Zooming in on fields
Take the expression for the movie price control from the previous article:
movieInsert.GetPriceFormItem( minValue: 0, maxValue: 100 )
As I mentioned there, this is all you need for an HTML input type=number
control that is bound to the movie price field. It handles the control, the label, the validation rules, the display of error messages. Mass assignment attacks are not possible, so there’s no other place where you need to whitelist the price field, or blacklist other movie fields. And again, as I stated in that article, there is no model class anywhere that supports this page. There is only the database, and automatically generated code.
The formatting of the decimal number as a string, for HTML, and the parsing of a submitted string back into a number, are both encapsulated within this expression. It is not possible to have any type of a formatting mismatch. If you needed to use some type of custom widget with its own formatting requirements, you would likewise have both translations (number → string and string → number) defined in the same place.
And take the drop-down list with movie ratings:
movieInsert.GetRatingDropDownFormItem(
DropDownSetup.Create(
getRatings().Select( r => SelectListItem.Create( r, r ) )
)
)
IReadOnlyCollection<string> getRatings() => [ "G", "PG", "PG-13" ];
The same list of ratings is used for rendering and for validation. It’s impossible for a value that is not listed to make it into the database via this form, even if such a value were valid according to database integrity constraints. This is not just a maintenance time saver; it’s also the complete elimination of a security risk.
Imagine having a drop-down list for setting a user’s role, where the two choices are “editor” and “normal user.” What if there were a third role, “admin,” defined in the database but not accessible on this particular page? Do you see the value of knowing, for sure, that the “admin” value cannot be set maliciously through your page? The value of never having to open up Postman or another HTTP manipulation tool to test for such an attack vector?

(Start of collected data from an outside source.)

PR #462, opened 2025-07-08
feat(manage): add site visit field

tomxelliott:
## Describe your changes
Site visit field

https://pins-ds.atlassian.net/browse/CROWN-455

Screenshot 2025-07-08 at 17 32 31


apps/manage/src/app/sass/style.scss
```diff
@@ -26,3 +26,8 @@ $font-family: arial, helvetica, sans-serif;
 .status-tag-width {
 	max-width: 250px !important;
 }
+
+.govuk-select--width-4 {
```
AlexMoulin, line 30: I would avoid using .govuk as a class. Those should be reserved for the govuk package. You can use pins instead

AlexMoulin (approved):
LGTM

PR #475, opened 2025-07-18
feat(manage): withdraw representation

tomxelliott:
## Describe your changes
Withdraw representation journey

https://pins-ds.atlassian.net/browse/CROWN-583
https://pins-ds.atlassian.net/browse/CROWN-584
https://pins-ds.atlassian.net/browse/CROWN-585
https://pins-ds.atlassian.net/browse/CROWN-586
https://pins-ds.atlassian.net/browse/CROWN-587
https://pins-ds.atlassian.net/browse/CROWN-588

### DIFF
--- a/apps/manage/src/app/views/cases/view/manage-reps/withdraw/controller.js
+++ b/apps/manage/src/app/views/cases/view/manage-reps/withdraw/controller.js
@@ -1,0 +1,108 @@
+import { clearDataFromSession } from '@planning-inspectorate/dynamic-forms/src/lib/session-answer-store.js';
+import { JOURNEY_ID } from './journey.js';
+import { validateParams } from '../view/controller.js';
+import { wrapPrismaError } from '@pins/crowndev-lib/util/database.js';
+import { REPRESENTATION_STATUS_ID } from '@pins/crowndev-database/src/seed/data-static.js';
+import {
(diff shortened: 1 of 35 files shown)


apps/manage/src/app/views/cases/view/manage-reps/withdraw/controller.js
```diff
@@ -0,0 +1,108 @@
...
+				logger,
+				message: 'withdrawing representation',
+				logParams: { id }
+			});
+		}
+
+		const crownDevelopment = await db.crownDevelopment.findUnique({
+			where: { id },
+			select: { reference: true }
+		});
```
AlexMoulin, line 63: Can this be added to a transaction with the getUnique representation to reduce the number of DB queries?

AlexMoulin (changes requested):
Looking good overall. Some minor tweaks and it should be good to go.

apps/manage/src/app/views/cases/view/manage-reps/withdraw/controller.js
tomxelliott: since we use the crown development returned outside of the transaction for subsequent calls to sharepoint and it is a get/find rather than update/create I will leave it there if that is ok.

Do you see the power, and superiority, of integrating validation/POST
logic into the form-rendering code?
In MVC frameworks like Rails, all requests are routed to controller actions, but GET
s are typically forwarded immediately to a view, where an HTML-based template will render the form. POST
s are routed to a different action within the same controller that persists the submitted data.
In a component-based framework such as Blazor (in static server-side rendering mode), requests are routed to pages. GET
causes the Razor/HTML portion (i.e. the view) of the page to render, and POST
executes a C# method in the page’s code block. But the method has no awareness of or dependency on the view.